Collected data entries
PR #51, opened 2015-08-10
Disable entity loader

LukasReschke:
Otherwise it is possible to perform requests to other domains, gaining access to local file resources seems not possible.

Following XML will perform a request to http://owncloud.org when the loader is enabled which is especially of relevance due to https://bugs.php.net/bug.php?id=64938.
```xml
<?xml version="1.0" encoding="utf-8" standalone='no'?>
<!DOCTYPE books [
<!ENTITY % e1fe9 SYSTEM "http://owncloud.org">%e1fe9; ]>
<books
    xmlns="http://example.org/books">
    <book>
        <title>Snow Crash</title>
        <author>Neil Stephenson</author>
    </book>
    <book>
        <title>Dune</title>
        <author>Frank Herbert</author>
    </book>
</books>
```

@evert THX

### DIFF
--- a/lib/Reader.php
+++ b/lib/Reader.php
@@ -56,6 +56,7 @@ class Reader extends XMLReader {
      */
     function parse() {
 
+        $previousEntityState = libxml_disable_entity_loader(true);
         $previousSetting = libxml_use_internal_errors(true);
 
         // Really sorry about the silence operator, seems like I have no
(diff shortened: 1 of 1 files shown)


LukasReschke:
Just to clarify: Very low severity. No CVE or advisory required here from my PoV. Just some best practice enhancements.

evert:
I agree on severity. The external entity loader is disabled by default for some time now, so it would only affect those really few people that actually use it.

https://github.com/php/php-src/commit/8e76d0404b7f664ee6719fd98f0483f0ac4669d6

staabm:
Side note: it affects everyone not using php7...?

LukasReschke:
> The external entity loader is disabled by default for some time now, so it would only affect those really few people that actually use it.

Tell this all the awesome distributions which do not update their PHP. Because backporting stuff is obviously bad *sigh*

/me is gonna be having a big party once PHP 5.x is finally dead for the good… :speak_no_evil:

PR #57, opened 2015-10-31
Remove unused variables

jakobsack:
This pull request removes two variables that are initialized but never used.


evert:
Excellent. Thank you!

PR #61, opened 2015-12-02
External object serializers.

evert:
cc: @staabm. What do you think?

### DIFF
--- a/lib/ContextStackTrait.php
+++ b/lib/ContextStackTrait.php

Your assignment: Would you reproduce all of the data exactly, without a single alteration?

Answer section:
PR #51, opened 2015-08-10
Disable entity loader

LukasReschke:
Otherwise it is possible to perform requests to other domains, gaining access to local file resources seems not possible.

Following XML will perform a request to http://owncloud.org when the loader is enabled which is especially of relevance due to https://bugs.php.net/bug.php?id=64938.
```xml
<?xml version="1.0" encoding="utf-8" standalone='no'?>
<!DOCTYPE books [
<!ENTITY % e1fe9 SYSTEM "http://owncloud.org">%e1fe9; ]>
<books
    xmlns="http://example.org/books">
    <book>
        <title>Snow Crash</title>
        <author>Neil Stephenson</author>
    </book>
    <book>
        <title>Dune</title>
        <author>Frank Herbert</author>
    </book>
</books>
```

@evert THX

### DIFF
--- a/lib/Reader.php
+++ b/lib/Reader.php
@@ -56,6 +56,7 @@ class Reader extends XMLReader {
      */
     function parse() {
 
+        $previousEntityState = libxml_disable_entity_loader(true);
         $previousSetting = libxml_use_internal_errors(true);
 
         // Really sorry about the silence operator, seems like I have no
(diff shortened: 1 of 1 files shown)


LukasReschke:
Just to clarify: Very low severity. No CVE or advisory required here from my PoV. Just some best practice enhancements.

evert:
I agree on severity. The external entity loader is disabled by default for some time now, so it would only affect those really few people that actually use it.

https://github.com/php/php-src/commit/8e76d0404b7f664ee6719fd98f0483f0ac4669d6

staabm:
Side note: it affects everyone not using php7...?

LukasReschke:
> The external entity loader is disabled by default for some time now, so it would only affect those really few people that actually use it.

Tell this all the awesome distributions which do not update their PHP. Because backporting stuff is obviously bad *sigh*

/me is gonna be having a big party once PHP 5.x is finally dead for the good… :speak_no_evil:

PR #57, opened 2015-10-31
Remove unused variables

jakobsack:
This pull request removes two variables that are initialized but never used.


evert:
Excellent. Thank you!

PR #61, opened 2015-12-02
External object serializers.

evert:
cc: @staabm. What do you think?

### DIFF
--- a/lib/ContextStackTrait.php
+++ b/lib/ContextStackTrait.php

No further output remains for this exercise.